A significant variation between C_p of the isolated case and interference case on Face A is observed for 75°–285° wind angles. The maximum change is 77% at wind angles 90° and 270°. It is due to the presence of the side interfering buildings. Relatively smaller variation has noted rest of the wind angles. The region of somewhat greater interference for Face B is also ranged from 75° to 285° wind angles. In this case, 129% variation is noted at wind angle 75°. For Face C, the maximum interference ranges between 60° and 180° wind angles. The peak variation is 228% at a wind angle of 120°.

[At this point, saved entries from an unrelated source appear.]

Issue #1917, opened 2020-05-31
IDA 6xx xml export plugin exception export functions


simeonpilgrim:
**Describe the bug**
Using the 6xx version of xmlext.py from latest master, on a complex project there is an exception during Function exporting

```
Python 2.7.6 (default, Nov 10 2013, 19:24:18) [MSC v.1500 32 bit (Intel)] 
IDAPython v1.7.0 final (serial 0) (c) The IDAPython Team <idapython@googlegroups.com>
--------------------------------------------------------------------------------------

XML Exporter Version 4.1.2 : SDK 680 : Python : Jun 01 2020 09:04:59

Processor Module: FR
-----------------------------------------------------------
Exporting XML <PROGRAM> document ....
Exporting <PROGRAM>                WARNING: Segments do not have same addressing model!
CPU time: 0.0016
Exporting <DATATYPES>              CPU time: 0.1843
Exporting <FUNCTIONS>              
***** Exception occurred: XML Exporter failed! *****
<type 'exceptions.TypeError'> tag_remove expected 1 arguments, got 2
```
`IDA Version 6.8.150413 (32-bit)`

For stack variables that have comments you end up in a branch of code that calls `idaapi.tag_remove(regcmt + " ", 0)` or `idaapi.tag_remove(rptcmt + " ", 0)` but the python wrapping only has one parameter.

clienthax:
https://github.com/NationalSecurityAgency/ghidra/pull/1716 ...

simeonpilgrim:
this is a duplicate of #1716

PR #1918, opened 2020-05-31
Fix xlmexp.py exporting comments of stack variable in functions

simeonpilgrim:
Issue #1917 remove the non-existent parameter, so exporting functions that have stack variable with a comment on the is possible.


simeonpilgrim:
Duplicate of #1716

PR #1926, opened 2020-06-02
Add more known symbol server URLs

xiaoyinl:
Add two more public symbol servers:
1. Mozilla: https://symbols.mozilla.org/
2. Google Chrome: https://chromium-browser-symsrv.commondatastorage.googleapis.com

References:
1. https://www.chromium.org/developers/how-tos/debugging-on-windows
2. https://developer.mozilla.org/en-US/docs/Mozilla/Using_the_Mozilla_symbol_server


xiaoyinl:
After considering about this PR again, now I don't think it's a good idea to add these two symbol URLs, given that the most Ghidra users won't ever use them, and Firefox and Chromium are open source projects. So I'm closing this PR.

PR #1929, opened 2020-06-02
Target Java 11 for extensions

astrelsky:
This sets the source and target compatibility to 11 in the buildExtension.gradle script. This will help extension developers from unknowingly targeting a different version than what ghidra is targeting.

### DIFF
--- a/Ghidra/RuntimeScripts/Common/support/buildExtension.gradle
+++ b/Ghidra/RuntimeScripts/Common/support/buildExtension.gradle
@@ -27,6 +27,11 @@ artifacts {
 	helpPath jar
 }
 
+compileJava {
+    sourceCompatibility = ghidraProps.getProperty('application.java.compiler')
+    targetCompatibility = ghidraProps.getProperty('application.java.compiler')
+}
+
 dependencies {
 	compile fileTree(dir: 'lib', include: "*.jar")
 	compile fileTree(dir: ghidraDir + '/Framework', include: "**/*.jar")


ghidra1:
This should not be hard code to 11.  Preferably we should feed off of the setting established by the applications.properties.  See loadApplicationProperties.gradle and javaProject.gradle which uses the JAVA_COMPILER property.

astrelsky:
> This should not be hard code to 11. Preferably we should feed off of the setting established by the applications.properties. See loadApplicationProperties.gradle and javaProject.gradle which uses the JAVA_COMPILER property.
> 
> This could be done by using ghidraProps.getProperty('application.java.compiler ')

This makes much more sense so it doesn't need to be changed in the future. I'm also assuming the trailing space was a mistake correct?

astrelsky:
> This should not be hard code to 11. Preferably we should feed off of the setting established by the applications.properties. See loadApplicationProperties.gradle and javaProject.gradle which uses the JAVA_COMPILER property.
> 
> This could be done by using ghidraProps.getProperty('application.java.compiler ')

@ghidra1 for clarification this would use the version ghidra was built with and not the java version gradle is running in or whatever the user has installed correct?

ryanmkurtz:
That's correct.  It pulls the value from the application.properties file.

astrelsky:
> That's correct.  It pulls the value from the application.properties file.

Excellent. Is it a string? If not I think I have to convert it first.

ryanmkurtz:
Yes, looks like it's a string.  This is how it is used in `javaProject.gradle`:

```
plugins.withId('java') {
	sourceCompatibility = "${rootProject.JAVA_COMPILER}"
	targetCompatibility = "${rootProject.JAVA_COMPILER}"
}
```

ryanmkurtz:
When the GhidraDev plugin creates a new Ghidra project, it sets the compiler level based on the linked Ghidra installation's application.properties file.

Issue #550, opened 2019-05-01
Search Text Preview incorrectly parses operand text


mumbel:
The preview in the search text where the operands starts with a '[', the '[' is cut off.  

Search Text: `st.w a5]0x4,d1`
Listing: `st.w       [a5]0x4,d1`

Don't know if related but found while developing Tricore processor module, AFAICT there are no other instructions in other processor modules where the operands start like this.  For the given example:
```
:st.w [Ra1215]off10,Rd0811 is Ra1215 & Rd0811 & op0007=0x89 ; off10 & op2227=0x24
{
	local tmp:4 = Ra1215 + off10;
	*[ram]:4 tmp = Rd0811;
}
```

edit: trailing ']' seems to be effected as well, but this one also has a '+' missing
`ld.bu d15,[a5`
`ld.bu      d15,[a5+]`

"^:\S*\s*\\[" found only `tbh` in THUMB
`tbh r0,r1` 
`tbh        [r0,r1]`

**Environment (please complete the following information):**
 - OS: debian 9.9
 - Java Version: 11.0.2
 - Ghidra Version: 9.0.2

emteere:
We will have to take a look at the preview in the search text, I suspect the logic needed to highlight the searched value may be the culprit.

In general complex operands (more than scalar, register, address) are usually repeated across instruction types and are put into sub-constructors.  This practice isn't always followed.

mumbel:
I've been thinking of the best way to handle these different addressing modes that add this kind of complexity, but have yet to come up with a good approach (with the available bits).  Code reuse would be great as I do have significant code dup across my instructions at this point

PR #1932, opened 2020-06-02
Fix instruction display with literal operands

jscissr:
For instructions which only have literal string operands (such as the Z80 IM 0/IM 1/IM2 instructions), previously the operand was missing in the assembly view and in the search result view, and could also not be found by search.

You can reproduce the bug by creating a file with the 2 bytes `ED 56`, opening it in Ghidra with the Z80 language, and looking at the disassembly. Without the fix, it only displays `IM`, after it correctly display `IM 1`.

In [PseudoInstruction](https://github.com/NationalSecurityAgency/ghidra/blob/eaf6ab250df63652cd455f0c051ce7e03f4f641b/Ghidra/Framework/SoftwareModeling/src/main/java/ghidra/app/util/PseudoInstruction.java#L454-L473), the correct code is already there, I copied the approach to CodeUnitFormat.

I'm not 100% sure that the fix in InstructionMnemonicOperandFieldSearcher doesn't introduce further bugs (as it will create a OperandFieldLocation for operand 0 which doesn't exist). But when testing it, it didn't seem to cause issues.

This fixes bug #550.

### DIFF
--- a/Ghidra/Features/Base/src/main/java/ghidra/app/plugin/core/searchtext/databasesearcher/InstructionMnemonicOperandFieldSearcher.java
+++ b/Ghidra/Features/Base/src/main/java/ghidra/app/plugin/core/searchtext/databasesearcher/InstructionMnemonicOperandFieldSearcher.java
@@ -169,10 +169,12 @@ public class InstructionMnemonicOperandFieldSearcher extends ProgramDatabaseFiel
 			}
 		}
 		// check for separator before first operand
-		if (nOperands > 0) {
-			String separator = instruction.getSeparator(0);
-			if (separator != null) {
+		String separator = instruction.getSeparator(0);
+		if (separator != null) {
+			if (nOperands > 0) {
 				opStrings[0] = separator + opStrings[0];
+			} else {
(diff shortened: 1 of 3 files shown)


jobermayr:
@dragonmacher OBE and fixed after c538b0d?

dragonmacher:
The change you reference in that commit is only for color changes to the function signature, which should be unrelated to what you changed in this PR.

Wall-AF:
> @dragonmacher OBE and fixed after [c538b0d](https://github.com/NationalSecurityAgency/ghidra/commit/c538b0def6a6a8d5a178c96336d45d8a3ae0cfe1)?

@dragonmacher these colour changes don't seem consistant across the `Listing:` & `Decompile:` Panels.  E.g. the Listing Panel has function params in green while the Decompile Panel uses red; locals, namespaces, global data rees are all different too!  There's probably more!

dragonmacher:
@Wall-AF Yes, that is correct. Currently the colors relate only to the Listing.  I'm sure they share some colors, but we have never synchronized them.

PR #1939, opened 2020-06-03
General UI/UX improvements for the parser plugin

Learath2:
This commit does a few things:
- Removes the extra `TaskDialog`
- Cleans up `CParseTask` (someone a little more crafty could probably reduce this even further)
- Cleans up errors
- Makes `CParseTask` progress-aware

In an ideal world the `pathPanel.getTable().getCellEditor().cancelCellEditing();` could probably move into `PathnameTablePanel` but that'd require a rather large rework from `JPanel` -> `GPanel` so we can propagate the fact that the dialog is closing down the hierarchy.

Another weird behaviour of the UI is that clicking empty space doesn't stop the editing, this also proves rather tough to implement, it could be done with a `MouseListener` but it's again a rather large patch and it's definitely not pretty.

### DIFF
--- a/Ghidra/Features/Base/src/main/java/ghidra/app/plugin/core/cparser/CParserTask.java
+++ b/Ghidra/Features/Base/src/main/java/ghidra/app/plugin/core/cparser/CParserTask.java
@@ -22,7 +22,6 @@ import javax.swing.SwingUtilities;
 import ghidra.program.model.data.DataTypeManager;
 import ghidra.program.model.data.FileDataTypeManager;
 import ghidra.util.Msg;
-import ghidra.util.exception.DuplicateFileException;
 import ghidra.util.task.Task;
 import ghidra.util.task.TaskMonitor;
 
@@ -39,7 +38,7 @@ class CParserTask extends Task {
 	private DataTypeManager dtMgr;
 
 	CParserTask(CParserPlugin plugin, String[] filenames, String options, String dataFileName) {
-		super("Parsing C Files", true, false, false);
+		super("Parsing C Files", true, true, false);
 
 		this.plugin = plugin;
 		this.filenames = filenames;
@@ -49,7 +48,7 @@ class CParserTask extends Task {
 
 	public CParserTask(CParserPlugin plugin, String[] filenames, String options,
 			DataTypeManager dataTypeManager) {
-		super("Parsing C Files", true, false, false);
+		super("Parsing C Files", true, true, false);
 
 		this.plugin = plugin;
 		this.filenames = filenames;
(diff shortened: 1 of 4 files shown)


Ghidra/Features/Base/src/main/java/ghidra/app/plugin/core/cparser/CParserTask.java
```diff
@@ -59,85 +58,62 @@ public CParserTask(CParserPlugin plugin, String[] filenames, String options,
...
-					}
 					catch (Exception e) {
 						Msg.showError(this, plugin.getDialog().getComponent(), "Error During Save",
 							"Could not save to file " + dataFileName, e);
 					}
 					finally {
-						if (dtMgr instanceof FileDataTypeManager) {
-							dtMgr.close();
-						}
+						dtMgr.close();
```
astrelsky, line 91: https://github.com/NationalSecurityAgency/ghidra/blob/eaf6ab250df63652cd455f0c051ce7e03f4f641b/Ghidra/Framework/SoftwareModeling/src/main/java/ghidra/program/database/data/ProgramDataTypeManager.java#L253-L256

Just in case there are any concerns over that change. :thumbsup:

Ghidra/Features/Base/src/main/java/ghidra/app/plugin/core/cparser/CParserTask.java
```diff
@@ -59,85 +58,62 @@ public CParserTask(CParserPlugin plugin, String[] filenames, String options,
...
+				else if (!monitor.isCancelled()) {
+					SwingUtilities.invokeLater(() -> {
+						Msg.showInfo(getClass(),
+							plugin.getDialog().getComponent(), "Parse Errors", "No datatypes were found");
 					});
 				}
 			}
 		}
-		catch (ghidra.app.util.cparser.C.ParseException e) {
+		catch (ghidra.app.util.cparser.C.ParseException | ghidra.app.util.cparser.CPP.ParseException e) {
```
astrelsky, line 102: Are the full package names necessary?

Learath2: Well Java doesn't have import aliasing, so best we could do is import one and use a fully qualified name for the other, that'd be uglier IMHO.

astrelsky: > Well Java doesn't have import aliasing, so best we could do is import one and use a fully qualified name for the other, that'd be uglier IMHO.

Oh, I didn't realize they had the same class name. I don't know if this can be done or not,  but is it possible to import `ghidra.app.util.cparser` and then reference them as `C.ParseException` and `CPP.ParseException` like you can with static imports? It would be less noisy,  but if it's not possible then it's not possible.

Learath2: Can't import packages, only types.

jobermayr:
Should be OBE since ffae723.

emteere:
Agree this is OBE.  Many of the issues the original PR was addressing have been fixed.  There are probably some that have not been addressed yet.

I regret we were doing some refactoring internally for many other issues that conflicted.  I'll close this, and if there are issues still not addressed satisfactorily, please submit a new PR based on the new code.  I think this would take quite a bit of refactoring to merge with the current code base and changes.

PR #1941, opened 2020-06-03
GhidraScript java source dependencies now get properly recompiled

ryanmkurtz:
Changing how `JavaScriptProvider.java` goes about finding dependent source files that need to be recompiled.  Currently, only a GhidraScript's class hierarchy gets recompiled.  However, things like script utility classes have no chance of getting recompiled if changes are made to them from run to run.  

The new technique relies on the `jdeps` tool which ships with java.  The main downside to this is performance.  `jdeps` is guaranteed to be called at least once every time a script is run, and for classes with a lot of dependencies (for which there is source), it can be called frequently.  It solves a long running issue though, so it might be worth doing.

This PR requires careful review and testing.

### DIFF
--- a/Ghidra/Features/Base/src/main/java/ghidra/app/script/JavaScriptProvider.java
+++ b/Ghidra/Features/Base/src/main/java/ghidra/app/script/JavaScriptProvider.java
@@ -25,7 +25,6 @@ import javax.tools.JavaFileObject.Kind;
 
 import generic.io.NullPrintWriter;
 import generic.jar.ResourceFile;
-import ghidra.app.util.headless.HeadlessScript;
 import ghidra.util.Msg;
 
 public class JavaScriptProvider extends GhidraScriptProvider {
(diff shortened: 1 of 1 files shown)


ryanmkurtz:
Looks like some tests are failing.  I'll need to address that tomorrow.

dragonmacher:
> This PR requires careful review and testing.

Yes tests are certainly needed.    There are a few tests now that would cover this in `GhidraScriptMgrPlugin2Test`.  I am curious what kind of code coverage we have for the new code.

Also, any sense of the performance implication you mentioned?

ryanmkurtz:
The existing tests initially failed for me until I made some fixes to my code, so they provided some usefulness.  The technique I am using here isn't something I was confident would get accepted, so I didn't invest any time writing new tests.  However, if I did write a new test, the current Ghidra would fail to pass it.

The performance implication is noticeable when old Ghidra wouldn't sense the need to recompile.  In that case, it would just immediately run the script which is fast.  With this PR, before the script can be run, jdeps is guaranteed to be called on the script, and it might be called a lot depending on how many dependencies on other scripts there are.  This is the price to pay for correctness though.

ghidra1:
Is this still relevant given the recent OSGI changes?

ryanmkurtz:
It looks like a lot has changed.  I'll need to review the changes to see if the dependency problem still exists.

ryanmkurtz:
I did a quick test of the dependency problem and it seems to be fixed now, so this doesn't appear relevant anymore.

For Face D, the region of most considerable interference lies between 165° and 225° wind incidence angles. A maximum variation of 156% is noted at a wind angle of 165°. For Face E, the maximum interference occurs between 75° and 285° wind incidence angles. A considerable deviation of 228% is observed at 150° and 210° wind angles. The maximum interference region for Face F is from 135° to 195° wind angles. A peak variation of 163% is spotted at 195° wind incidence angle. The region of most significant interference for Face G lies between 75° and 300° wind angles. The variation is highest at 240° wind angle with a deviation of 232%. The greatest interference for Face H is noted from 75° to 285° wind angles. The maximum variation of 129% is observed at 285° wind incidence angle. The difference of C_p for a face, between isolated and interfering cases, is maximum when there is an interfering building present between the wind flow and the principal building. The variation also depends upon the effect of the building set-up on the flow characteristics around the principal building. It can be observed that, due to the presence of the interfering buildings at the sides and downstream of the principal building, the maximum interference is caused between 75° and 300° wind angles for all the faces. The regions of wind incidence angle 0°–60° and 300°–360° exhibit the least amount of interference due to the absence of interfering building to the direct upstream of the principal building.

4 Conclusion

The flow pattern around the set-up and the vortices at the wake of the principal building vary greatly for different wind angles in interference case. The principal building's drag coefficient does not exhibit any noteworthy difference between isolated and interference conditions except for 150°–210° wind angles. The drag coefficient is maximum for both isolated and interference conditions at 180° wind angle. The peak difference in drag coefficients between isolated and interference conditions is 46% at 180° wind angle. The lift coefficient, however, differs significantly between isolated and the interference conditions. The lift coefficient exhibits its maxima at 90° and 270° wind incidence angles for an isolated case. A huge variation is seen between both the cases for wind angles 60°–300°. The maximum difference in lift coefficient between both conditions is 149% at 165° and 195°. So, the interfering buildings for this ‘T’ configuration contribute more to the across-wind effect than along-wind effect. A notable difference in mean pressure coefficients for the isolated and interfering state is observed for all the faces of the principal building. The deviation is especially significant for faces C, D, E, F and G. The peak deviation of pressure coefficients between isolated and interfering buildings varies from 77 to 232% on various faces of the principal building.